**Source records**:
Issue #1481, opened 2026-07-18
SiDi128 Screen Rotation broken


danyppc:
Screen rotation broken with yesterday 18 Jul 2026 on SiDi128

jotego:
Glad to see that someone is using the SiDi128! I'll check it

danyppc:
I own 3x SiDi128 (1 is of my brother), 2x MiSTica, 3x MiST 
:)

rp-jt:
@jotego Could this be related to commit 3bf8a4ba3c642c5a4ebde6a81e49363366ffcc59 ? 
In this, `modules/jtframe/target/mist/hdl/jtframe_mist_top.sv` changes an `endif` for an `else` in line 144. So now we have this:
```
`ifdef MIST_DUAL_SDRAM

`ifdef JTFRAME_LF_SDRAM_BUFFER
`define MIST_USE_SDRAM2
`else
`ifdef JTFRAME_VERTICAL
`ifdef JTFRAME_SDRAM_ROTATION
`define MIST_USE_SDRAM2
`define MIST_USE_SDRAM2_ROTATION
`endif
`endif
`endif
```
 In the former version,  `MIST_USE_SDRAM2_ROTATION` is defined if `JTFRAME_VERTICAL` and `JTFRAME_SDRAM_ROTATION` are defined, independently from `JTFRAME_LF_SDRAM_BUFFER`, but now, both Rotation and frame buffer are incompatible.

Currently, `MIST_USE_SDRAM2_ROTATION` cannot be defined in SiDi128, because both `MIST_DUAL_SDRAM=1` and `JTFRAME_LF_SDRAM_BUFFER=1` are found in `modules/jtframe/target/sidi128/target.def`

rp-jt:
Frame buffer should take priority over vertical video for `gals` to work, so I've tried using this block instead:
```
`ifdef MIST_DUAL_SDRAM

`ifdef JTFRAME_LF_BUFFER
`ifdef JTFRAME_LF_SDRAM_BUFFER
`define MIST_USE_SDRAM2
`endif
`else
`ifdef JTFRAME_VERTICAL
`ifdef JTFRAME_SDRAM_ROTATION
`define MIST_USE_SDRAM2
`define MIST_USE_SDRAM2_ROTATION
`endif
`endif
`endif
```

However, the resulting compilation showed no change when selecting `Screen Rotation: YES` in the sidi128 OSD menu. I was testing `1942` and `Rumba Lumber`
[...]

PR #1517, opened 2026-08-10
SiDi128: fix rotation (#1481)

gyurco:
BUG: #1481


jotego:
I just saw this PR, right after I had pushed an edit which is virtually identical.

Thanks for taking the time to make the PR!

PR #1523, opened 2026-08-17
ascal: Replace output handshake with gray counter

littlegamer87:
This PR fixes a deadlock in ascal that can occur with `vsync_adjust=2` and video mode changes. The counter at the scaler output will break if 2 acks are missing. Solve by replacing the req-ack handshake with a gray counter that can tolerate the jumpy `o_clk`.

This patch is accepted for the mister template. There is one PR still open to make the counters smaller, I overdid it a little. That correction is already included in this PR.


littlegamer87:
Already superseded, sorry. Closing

==

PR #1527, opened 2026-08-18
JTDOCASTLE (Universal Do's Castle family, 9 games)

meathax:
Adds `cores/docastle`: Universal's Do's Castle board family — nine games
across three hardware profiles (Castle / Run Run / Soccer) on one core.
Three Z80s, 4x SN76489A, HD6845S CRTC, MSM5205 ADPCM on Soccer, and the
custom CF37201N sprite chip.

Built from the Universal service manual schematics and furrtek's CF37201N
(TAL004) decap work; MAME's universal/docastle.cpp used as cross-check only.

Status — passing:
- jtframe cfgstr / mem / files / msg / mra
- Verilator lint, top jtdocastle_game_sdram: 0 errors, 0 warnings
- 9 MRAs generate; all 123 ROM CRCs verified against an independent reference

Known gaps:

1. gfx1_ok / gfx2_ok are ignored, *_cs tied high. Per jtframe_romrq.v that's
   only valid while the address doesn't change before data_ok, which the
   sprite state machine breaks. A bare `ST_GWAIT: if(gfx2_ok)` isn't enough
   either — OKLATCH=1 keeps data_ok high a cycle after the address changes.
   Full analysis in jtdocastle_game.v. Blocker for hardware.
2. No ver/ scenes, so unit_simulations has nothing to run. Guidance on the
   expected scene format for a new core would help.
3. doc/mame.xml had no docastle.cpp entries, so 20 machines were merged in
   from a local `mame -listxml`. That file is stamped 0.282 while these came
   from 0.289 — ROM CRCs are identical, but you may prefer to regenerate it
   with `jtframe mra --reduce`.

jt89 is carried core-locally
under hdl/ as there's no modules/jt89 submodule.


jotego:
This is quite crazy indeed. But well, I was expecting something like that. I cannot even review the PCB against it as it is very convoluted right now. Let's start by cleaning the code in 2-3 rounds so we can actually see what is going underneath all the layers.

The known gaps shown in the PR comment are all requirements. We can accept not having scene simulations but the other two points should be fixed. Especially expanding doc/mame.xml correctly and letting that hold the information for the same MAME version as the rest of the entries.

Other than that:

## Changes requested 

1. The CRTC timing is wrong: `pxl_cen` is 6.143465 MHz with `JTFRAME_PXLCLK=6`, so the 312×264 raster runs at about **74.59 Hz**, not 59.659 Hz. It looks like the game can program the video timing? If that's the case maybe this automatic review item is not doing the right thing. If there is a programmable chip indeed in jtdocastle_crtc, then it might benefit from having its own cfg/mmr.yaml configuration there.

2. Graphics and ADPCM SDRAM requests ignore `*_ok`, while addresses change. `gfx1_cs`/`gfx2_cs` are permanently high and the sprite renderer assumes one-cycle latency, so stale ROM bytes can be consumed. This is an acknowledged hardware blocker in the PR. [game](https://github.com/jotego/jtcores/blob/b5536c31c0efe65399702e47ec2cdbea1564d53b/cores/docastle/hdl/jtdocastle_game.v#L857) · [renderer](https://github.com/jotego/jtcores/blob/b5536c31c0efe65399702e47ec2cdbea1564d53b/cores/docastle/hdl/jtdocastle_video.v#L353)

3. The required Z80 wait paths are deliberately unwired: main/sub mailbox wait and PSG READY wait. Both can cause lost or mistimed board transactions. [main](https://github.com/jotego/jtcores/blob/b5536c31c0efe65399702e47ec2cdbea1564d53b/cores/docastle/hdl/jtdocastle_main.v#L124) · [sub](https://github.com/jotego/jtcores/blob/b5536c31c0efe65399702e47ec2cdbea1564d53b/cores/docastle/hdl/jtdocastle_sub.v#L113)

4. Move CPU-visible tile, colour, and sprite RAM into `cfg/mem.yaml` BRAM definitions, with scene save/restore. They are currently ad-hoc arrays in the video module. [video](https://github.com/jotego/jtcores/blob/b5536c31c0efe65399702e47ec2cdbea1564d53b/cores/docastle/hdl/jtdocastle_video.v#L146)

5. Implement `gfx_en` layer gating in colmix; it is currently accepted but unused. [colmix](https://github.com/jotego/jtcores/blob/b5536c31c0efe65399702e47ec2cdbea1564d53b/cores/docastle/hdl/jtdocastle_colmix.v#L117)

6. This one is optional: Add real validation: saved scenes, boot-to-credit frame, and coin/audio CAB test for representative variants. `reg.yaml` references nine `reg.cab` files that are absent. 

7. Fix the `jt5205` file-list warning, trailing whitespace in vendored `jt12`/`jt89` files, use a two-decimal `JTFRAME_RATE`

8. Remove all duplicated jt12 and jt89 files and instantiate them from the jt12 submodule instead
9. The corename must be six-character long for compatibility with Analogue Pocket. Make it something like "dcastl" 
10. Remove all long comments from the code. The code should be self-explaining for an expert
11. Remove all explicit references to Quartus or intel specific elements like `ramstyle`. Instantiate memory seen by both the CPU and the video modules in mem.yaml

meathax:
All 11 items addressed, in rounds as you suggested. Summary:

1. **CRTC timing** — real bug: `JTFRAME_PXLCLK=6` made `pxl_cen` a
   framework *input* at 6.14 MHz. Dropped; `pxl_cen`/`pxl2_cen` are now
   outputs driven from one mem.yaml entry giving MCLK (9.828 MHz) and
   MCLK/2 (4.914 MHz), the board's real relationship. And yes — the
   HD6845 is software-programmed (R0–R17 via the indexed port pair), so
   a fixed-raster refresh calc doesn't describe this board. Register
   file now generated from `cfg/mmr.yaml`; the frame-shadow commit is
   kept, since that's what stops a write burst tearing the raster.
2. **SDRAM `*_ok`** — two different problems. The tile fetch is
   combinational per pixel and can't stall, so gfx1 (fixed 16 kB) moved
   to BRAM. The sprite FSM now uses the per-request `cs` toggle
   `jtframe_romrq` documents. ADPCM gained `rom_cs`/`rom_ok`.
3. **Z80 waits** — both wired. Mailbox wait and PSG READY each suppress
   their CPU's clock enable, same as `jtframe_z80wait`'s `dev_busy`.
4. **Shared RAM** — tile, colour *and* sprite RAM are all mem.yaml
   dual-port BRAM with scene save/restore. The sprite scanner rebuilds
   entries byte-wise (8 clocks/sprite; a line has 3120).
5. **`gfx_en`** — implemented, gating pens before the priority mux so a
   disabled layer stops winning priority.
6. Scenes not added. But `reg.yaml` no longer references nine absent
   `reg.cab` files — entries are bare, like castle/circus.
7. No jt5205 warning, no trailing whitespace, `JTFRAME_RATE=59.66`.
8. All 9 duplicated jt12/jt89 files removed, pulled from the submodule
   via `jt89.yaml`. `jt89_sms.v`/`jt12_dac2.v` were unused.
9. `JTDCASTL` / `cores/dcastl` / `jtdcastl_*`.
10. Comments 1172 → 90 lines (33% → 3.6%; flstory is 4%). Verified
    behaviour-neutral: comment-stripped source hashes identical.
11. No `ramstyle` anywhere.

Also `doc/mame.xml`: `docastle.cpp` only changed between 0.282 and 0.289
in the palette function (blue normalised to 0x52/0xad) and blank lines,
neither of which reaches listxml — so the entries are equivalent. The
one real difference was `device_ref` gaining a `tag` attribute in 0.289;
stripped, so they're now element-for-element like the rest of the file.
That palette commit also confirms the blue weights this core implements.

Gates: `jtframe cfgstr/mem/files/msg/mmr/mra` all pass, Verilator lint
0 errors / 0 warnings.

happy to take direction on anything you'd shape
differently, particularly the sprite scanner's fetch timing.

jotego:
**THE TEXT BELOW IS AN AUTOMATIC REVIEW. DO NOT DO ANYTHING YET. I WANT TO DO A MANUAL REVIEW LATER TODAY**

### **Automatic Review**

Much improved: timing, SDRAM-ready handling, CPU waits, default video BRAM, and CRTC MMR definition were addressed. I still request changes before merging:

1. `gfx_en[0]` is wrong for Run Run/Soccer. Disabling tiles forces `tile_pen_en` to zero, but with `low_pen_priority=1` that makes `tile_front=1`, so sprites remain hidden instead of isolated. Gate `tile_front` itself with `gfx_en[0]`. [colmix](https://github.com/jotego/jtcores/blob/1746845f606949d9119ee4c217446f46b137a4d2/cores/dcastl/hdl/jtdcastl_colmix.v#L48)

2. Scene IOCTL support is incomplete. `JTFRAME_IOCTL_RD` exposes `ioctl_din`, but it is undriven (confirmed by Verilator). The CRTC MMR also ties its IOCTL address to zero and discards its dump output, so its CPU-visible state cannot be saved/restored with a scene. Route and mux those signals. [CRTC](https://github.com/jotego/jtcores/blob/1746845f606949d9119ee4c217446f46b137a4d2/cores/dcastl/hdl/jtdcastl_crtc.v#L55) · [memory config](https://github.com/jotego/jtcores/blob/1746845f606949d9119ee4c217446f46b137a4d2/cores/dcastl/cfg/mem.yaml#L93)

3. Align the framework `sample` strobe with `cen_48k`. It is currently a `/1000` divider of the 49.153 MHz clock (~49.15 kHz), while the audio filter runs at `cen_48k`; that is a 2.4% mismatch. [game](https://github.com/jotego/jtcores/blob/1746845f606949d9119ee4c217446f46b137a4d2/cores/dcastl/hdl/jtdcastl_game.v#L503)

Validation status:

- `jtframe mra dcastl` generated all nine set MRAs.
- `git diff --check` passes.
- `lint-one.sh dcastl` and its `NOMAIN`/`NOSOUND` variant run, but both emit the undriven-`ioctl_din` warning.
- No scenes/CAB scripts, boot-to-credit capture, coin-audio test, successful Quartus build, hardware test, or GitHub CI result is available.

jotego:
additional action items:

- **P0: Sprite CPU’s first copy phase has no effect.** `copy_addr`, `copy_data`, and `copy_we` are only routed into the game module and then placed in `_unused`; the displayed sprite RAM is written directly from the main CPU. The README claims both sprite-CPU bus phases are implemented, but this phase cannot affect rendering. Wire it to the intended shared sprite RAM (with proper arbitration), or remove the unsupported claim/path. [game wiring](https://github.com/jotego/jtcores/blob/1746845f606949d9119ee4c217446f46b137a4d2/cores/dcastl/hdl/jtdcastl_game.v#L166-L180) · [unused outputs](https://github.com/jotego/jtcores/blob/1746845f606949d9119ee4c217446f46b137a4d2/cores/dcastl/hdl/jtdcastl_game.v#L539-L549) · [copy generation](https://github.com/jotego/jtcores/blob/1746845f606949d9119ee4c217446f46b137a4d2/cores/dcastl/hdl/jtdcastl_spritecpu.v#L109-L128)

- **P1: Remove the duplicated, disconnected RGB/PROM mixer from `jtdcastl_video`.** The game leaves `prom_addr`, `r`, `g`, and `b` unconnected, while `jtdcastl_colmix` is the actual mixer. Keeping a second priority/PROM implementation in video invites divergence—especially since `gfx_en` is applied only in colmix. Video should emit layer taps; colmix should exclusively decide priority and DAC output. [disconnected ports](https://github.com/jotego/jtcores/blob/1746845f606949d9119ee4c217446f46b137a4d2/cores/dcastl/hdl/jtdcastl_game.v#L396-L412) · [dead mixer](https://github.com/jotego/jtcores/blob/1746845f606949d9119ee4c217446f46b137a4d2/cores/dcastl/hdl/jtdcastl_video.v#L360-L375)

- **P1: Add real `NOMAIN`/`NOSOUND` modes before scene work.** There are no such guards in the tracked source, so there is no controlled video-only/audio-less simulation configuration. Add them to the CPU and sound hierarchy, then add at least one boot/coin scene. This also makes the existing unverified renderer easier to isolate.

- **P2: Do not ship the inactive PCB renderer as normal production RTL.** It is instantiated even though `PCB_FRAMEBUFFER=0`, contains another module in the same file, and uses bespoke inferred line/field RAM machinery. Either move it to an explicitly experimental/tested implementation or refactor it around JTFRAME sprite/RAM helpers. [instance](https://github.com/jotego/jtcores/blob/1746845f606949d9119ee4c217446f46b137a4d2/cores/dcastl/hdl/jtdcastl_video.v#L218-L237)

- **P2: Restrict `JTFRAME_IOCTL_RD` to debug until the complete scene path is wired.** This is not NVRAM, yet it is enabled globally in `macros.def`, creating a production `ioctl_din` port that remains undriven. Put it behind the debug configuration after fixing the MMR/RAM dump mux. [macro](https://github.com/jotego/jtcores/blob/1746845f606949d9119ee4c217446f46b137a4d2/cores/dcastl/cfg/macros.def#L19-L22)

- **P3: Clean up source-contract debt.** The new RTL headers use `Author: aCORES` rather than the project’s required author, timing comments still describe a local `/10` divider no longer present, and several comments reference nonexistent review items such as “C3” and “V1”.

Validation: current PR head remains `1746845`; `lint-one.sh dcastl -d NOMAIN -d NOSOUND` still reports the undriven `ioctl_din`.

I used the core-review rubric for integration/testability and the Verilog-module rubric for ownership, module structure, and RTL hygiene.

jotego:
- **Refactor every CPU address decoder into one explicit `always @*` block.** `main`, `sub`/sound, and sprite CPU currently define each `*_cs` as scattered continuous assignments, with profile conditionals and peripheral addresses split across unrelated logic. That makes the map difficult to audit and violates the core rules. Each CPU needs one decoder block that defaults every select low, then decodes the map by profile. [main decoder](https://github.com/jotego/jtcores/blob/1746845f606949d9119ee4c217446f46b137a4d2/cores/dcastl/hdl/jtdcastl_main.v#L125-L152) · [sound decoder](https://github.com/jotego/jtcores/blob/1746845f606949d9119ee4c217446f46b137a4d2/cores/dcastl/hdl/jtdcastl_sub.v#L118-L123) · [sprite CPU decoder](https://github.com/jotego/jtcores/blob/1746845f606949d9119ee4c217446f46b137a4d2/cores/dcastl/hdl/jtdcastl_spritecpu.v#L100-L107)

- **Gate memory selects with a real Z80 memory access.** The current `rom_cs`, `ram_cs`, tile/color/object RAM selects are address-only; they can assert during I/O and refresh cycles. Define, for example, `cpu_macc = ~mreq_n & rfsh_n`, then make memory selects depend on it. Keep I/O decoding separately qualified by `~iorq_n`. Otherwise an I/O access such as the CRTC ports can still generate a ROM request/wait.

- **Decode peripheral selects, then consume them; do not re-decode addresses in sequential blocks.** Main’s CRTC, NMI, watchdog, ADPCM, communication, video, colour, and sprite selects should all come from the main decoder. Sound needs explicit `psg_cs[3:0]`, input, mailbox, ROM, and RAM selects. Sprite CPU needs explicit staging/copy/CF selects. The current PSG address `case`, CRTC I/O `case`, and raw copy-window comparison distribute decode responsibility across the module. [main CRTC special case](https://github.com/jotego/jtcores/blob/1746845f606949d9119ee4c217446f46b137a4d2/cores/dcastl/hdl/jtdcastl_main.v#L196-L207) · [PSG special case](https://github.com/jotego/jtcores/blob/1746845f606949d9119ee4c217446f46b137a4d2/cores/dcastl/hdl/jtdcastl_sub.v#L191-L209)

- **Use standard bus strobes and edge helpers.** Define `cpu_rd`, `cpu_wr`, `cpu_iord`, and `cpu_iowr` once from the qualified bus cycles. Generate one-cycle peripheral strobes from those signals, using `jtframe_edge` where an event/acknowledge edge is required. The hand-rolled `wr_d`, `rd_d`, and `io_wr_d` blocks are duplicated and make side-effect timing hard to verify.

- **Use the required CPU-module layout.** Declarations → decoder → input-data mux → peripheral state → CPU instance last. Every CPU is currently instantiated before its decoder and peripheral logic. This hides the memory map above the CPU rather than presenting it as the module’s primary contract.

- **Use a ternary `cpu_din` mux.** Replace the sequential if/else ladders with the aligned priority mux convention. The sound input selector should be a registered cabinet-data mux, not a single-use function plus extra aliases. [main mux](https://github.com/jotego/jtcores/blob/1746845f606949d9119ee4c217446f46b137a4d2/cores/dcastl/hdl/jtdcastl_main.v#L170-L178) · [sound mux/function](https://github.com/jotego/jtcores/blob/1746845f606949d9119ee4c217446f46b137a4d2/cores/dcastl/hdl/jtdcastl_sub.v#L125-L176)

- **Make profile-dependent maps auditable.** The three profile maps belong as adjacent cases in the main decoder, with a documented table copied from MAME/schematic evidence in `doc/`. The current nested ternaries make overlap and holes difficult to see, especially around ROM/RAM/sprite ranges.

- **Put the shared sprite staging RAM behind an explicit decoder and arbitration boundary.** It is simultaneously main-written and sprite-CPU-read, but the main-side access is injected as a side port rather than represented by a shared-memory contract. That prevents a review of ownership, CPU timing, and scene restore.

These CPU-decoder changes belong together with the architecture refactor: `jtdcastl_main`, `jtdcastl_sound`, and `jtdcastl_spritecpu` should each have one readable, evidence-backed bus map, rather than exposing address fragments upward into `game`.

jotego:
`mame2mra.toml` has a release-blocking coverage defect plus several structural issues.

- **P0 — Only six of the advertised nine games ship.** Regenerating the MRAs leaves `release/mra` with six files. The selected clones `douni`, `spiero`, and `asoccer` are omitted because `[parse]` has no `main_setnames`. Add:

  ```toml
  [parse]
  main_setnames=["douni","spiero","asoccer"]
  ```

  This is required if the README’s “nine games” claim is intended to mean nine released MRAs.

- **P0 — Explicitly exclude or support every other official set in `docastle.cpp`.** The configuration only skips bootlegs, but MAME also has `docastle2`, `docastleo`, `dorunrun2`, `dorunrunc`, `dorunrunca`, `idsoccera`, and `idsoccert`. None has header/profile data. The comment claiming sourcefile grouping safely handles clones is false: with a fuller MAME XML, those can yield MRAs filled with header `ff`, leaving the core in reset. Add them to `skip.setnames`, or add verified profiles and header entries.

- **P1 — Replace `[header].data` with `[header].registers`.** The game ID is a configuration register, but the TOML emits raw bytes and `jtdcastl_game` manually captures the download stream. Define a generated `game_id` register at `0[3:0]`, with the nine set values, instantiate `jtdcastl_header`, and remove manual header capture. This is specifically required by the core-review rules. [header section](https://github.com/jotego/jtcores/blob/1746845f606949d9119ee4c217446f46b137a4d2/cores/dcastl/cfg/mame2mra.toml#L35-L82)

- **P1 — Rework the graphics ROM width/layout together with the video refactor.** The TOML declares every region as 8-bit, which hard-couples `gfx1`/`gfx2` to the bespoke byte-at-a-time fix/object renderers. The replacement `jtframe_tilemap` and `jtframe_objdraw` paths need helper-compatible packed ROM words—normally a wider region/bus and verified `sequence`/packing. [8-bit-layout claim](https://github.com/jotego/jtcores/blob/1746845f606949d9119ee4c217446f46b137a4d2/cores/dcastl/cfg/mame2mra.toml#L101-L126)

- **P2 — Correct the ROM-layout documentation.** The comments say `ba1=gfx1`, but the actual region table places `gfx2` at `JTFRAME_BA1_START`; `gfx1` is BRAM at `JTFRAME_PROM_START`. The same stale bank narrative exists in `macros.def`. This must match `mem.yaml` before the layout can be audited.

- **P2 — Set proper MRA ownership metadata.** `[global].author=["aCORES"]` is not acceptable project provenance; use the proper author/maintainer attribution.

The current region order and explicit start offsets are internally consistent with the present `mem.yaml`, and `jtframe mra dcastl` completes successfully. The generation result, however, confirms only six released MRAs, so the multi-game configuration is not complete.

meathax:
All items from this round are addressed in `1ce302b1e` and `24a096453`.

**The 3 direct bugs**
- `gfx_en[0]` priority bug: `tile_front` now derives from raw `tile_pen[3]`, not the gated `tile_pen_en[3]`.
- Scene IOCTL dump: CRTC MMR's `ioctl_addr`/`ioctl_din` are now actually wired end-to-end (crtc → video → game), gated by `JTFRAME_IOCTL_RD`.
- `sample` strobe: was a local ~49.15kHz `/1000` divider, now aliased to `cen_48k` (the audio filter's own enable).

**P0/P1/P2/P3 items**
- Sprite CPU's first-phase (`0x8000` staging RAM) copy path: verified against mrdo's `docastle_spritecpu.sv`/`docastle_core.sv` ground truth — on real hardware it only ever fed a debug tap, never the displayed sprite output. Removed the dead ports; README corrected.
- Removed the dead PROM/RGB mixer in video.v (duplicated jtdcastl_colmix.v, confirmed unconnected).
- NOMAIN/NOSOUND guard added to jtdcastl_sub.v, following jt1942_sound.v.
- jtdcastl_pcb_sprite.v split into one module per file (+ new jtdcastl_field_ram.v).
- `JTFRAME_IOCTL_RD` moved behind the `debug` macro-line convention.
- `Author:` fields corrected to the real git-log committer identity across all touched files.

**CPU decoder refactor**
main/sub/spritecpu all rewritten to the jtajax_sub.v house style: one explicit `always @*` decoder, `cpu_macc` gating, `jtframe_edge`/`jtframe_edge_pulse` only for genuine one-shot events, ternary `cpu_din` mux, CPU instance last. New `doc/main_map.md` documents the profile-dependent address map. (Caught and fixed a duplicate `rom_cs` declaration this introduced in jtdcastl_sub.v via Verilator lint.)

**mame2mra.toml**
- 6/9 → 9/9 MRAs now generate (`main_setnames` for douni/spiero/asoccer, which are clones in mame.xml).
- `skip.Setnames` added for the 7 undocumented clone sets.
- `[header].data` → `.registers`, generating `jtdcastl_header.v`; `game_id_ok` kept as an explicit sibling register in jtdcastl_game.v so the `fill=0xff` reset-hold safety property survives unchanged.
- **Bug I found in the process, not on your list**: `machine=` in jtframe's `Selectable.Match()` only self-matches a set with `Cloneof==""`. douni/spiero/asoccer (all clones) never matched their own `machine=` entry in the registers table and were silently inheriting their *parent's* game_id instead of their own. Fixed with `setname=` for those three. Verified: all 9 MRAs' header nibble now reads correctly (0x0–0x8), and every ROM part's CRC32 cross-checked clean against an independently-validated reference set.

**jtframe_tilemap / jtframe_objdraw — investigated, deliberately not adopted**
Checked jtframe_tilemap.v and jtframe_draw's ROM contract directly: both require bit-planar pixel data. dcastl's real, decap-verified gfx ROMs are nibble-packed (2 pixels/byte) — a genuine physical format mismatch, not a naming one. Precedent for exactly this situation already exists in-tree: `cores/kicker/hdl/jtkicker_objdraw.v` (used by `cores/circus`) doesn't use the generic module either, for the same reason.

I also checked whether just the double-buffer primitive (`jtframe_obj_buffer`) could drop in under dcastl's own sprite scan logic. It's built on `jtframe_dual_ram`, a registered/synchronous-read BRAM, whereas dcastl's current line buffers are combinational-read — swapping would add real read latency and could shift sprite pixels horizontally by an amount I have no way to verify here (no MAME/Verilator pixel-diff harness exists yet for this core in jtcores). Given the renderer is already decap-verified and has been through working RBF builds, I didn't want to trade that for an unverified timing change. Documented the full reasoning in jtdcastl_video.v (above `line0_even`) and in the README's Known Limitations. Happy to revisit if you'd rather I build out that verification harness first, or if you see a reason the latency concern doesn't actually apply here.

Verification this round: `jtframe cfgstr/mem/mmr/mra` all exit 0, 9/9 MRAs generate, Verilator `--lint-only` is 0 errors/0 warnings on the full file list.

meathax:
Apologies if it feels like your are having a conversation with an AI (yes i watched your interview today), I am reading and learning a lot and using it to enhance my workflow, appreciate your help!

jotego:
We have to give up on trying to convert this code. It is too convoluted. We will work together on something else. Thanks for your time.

**Task to carry out**:
An exact copy of the lines above between the line holding "Issue #1481, opened 2026-07-18" and the line holding "This PR fixes", inclusive, is the whole answer.

**Output for this task**:
Issue #1481, opened 2026-07-18
SiDi128 Screen Rotation broken


danyppc:
Screen rotation broken with yesterday 18 Jul 2026 on SiDi128

jotego:
Glad to see that someone is using the SiDi128! I'll check it

danyppc:
I own 3x SiDi128 (1 is of my brother), 2x MiSTica, 3x MiST 
:)

rp-jt:
@jotego Could this be related to commit 3bf8a4ba3c642c5a4ebde6a81e49363366ffcc59 ? 
In this, `modules/jtframe/target/mist/hdl/jtframe_mist_top.sv` changes an `endif` for an `else` in line 144. So now we have this:
```
`ifdef MIST_DUAL_SDRAM

`ifdef JTFRAME_LF_SDRAM_BUFFER
`define MIST_USE_SDRAM2
`else
`ifdef JTFRAME_VERTICAL
`ifdef JTFRAME_SDRAM_ROTATION
`define MIST_USE_SDRAM2
`define MIST_USE_SDRAM2_ROTATION
`endif
`endif
`endif
```
 In the former version,  `MIST_USE_SDRAM2_ROTATION` is defined if `JTFRAME_VERTICAL` and `JTFRAME_SDRAM_ROTATION` are defined, independently from `JTFRAME_LF_SDRAM_BUFFER`, but now, both Rotation and frame buffer are incompatible.

Currently, `MIST_USE_SDRAM2_ROTATION` cannot be defined in SiDi128, because both `MIST_DUAL_SDRAM=1` and `JTFRAME_LF_SDRAM_BUFFER=1` are found in `modules/jtframe/target/sidi128/target.def`

rp-jt:
Frame buffer should take priority over vertical video for `gals` to work, so I've tried using this block instead:
```
`ifdef MIST_DUAL_SDRAM

`ifdef JTFRAME_LF_BUFFER
`ifdef JTFRAME_LF_SDRAM_BUFFER
`define MIST_USE_SDRAM2
`endif
`else
`ifdef JTFRAME_VERTICAL
`ifdef JTFRAME_SDRAM_ROTATION
`define MIST_USE_SDRAM2
`define MIST_USE_SDRAM2_ROTATION
`endif
`endif
`endif
```

However, the resulting compilation showed no change when selecting `Screen Rotation: YES` in the sidi128 OSD menu. I was testing `1942` and `Rumba Lumber`
[...]

PR #1517, opened 2026-08-10
SiDi128: fix rotation (#1481)

gyurco:
BUG: #1481


jotego:
I just saw this PR, right after I had pushed an edit which is virtually identical.

Thanks for taking the time to make the PR!

PR #1523, opened 2026-08-17
ascal: Replace output handshake with gray counter

littlegamer87:
This PR fixes a deadlock in ascal that can occur with `vsync_adjust=2` and video mode changes. The counter at the scaler output will break if 2 acks are missing. Solve by replacing the req-ack handshake with a gray counter that can tolerate the jumpy `o_clk`.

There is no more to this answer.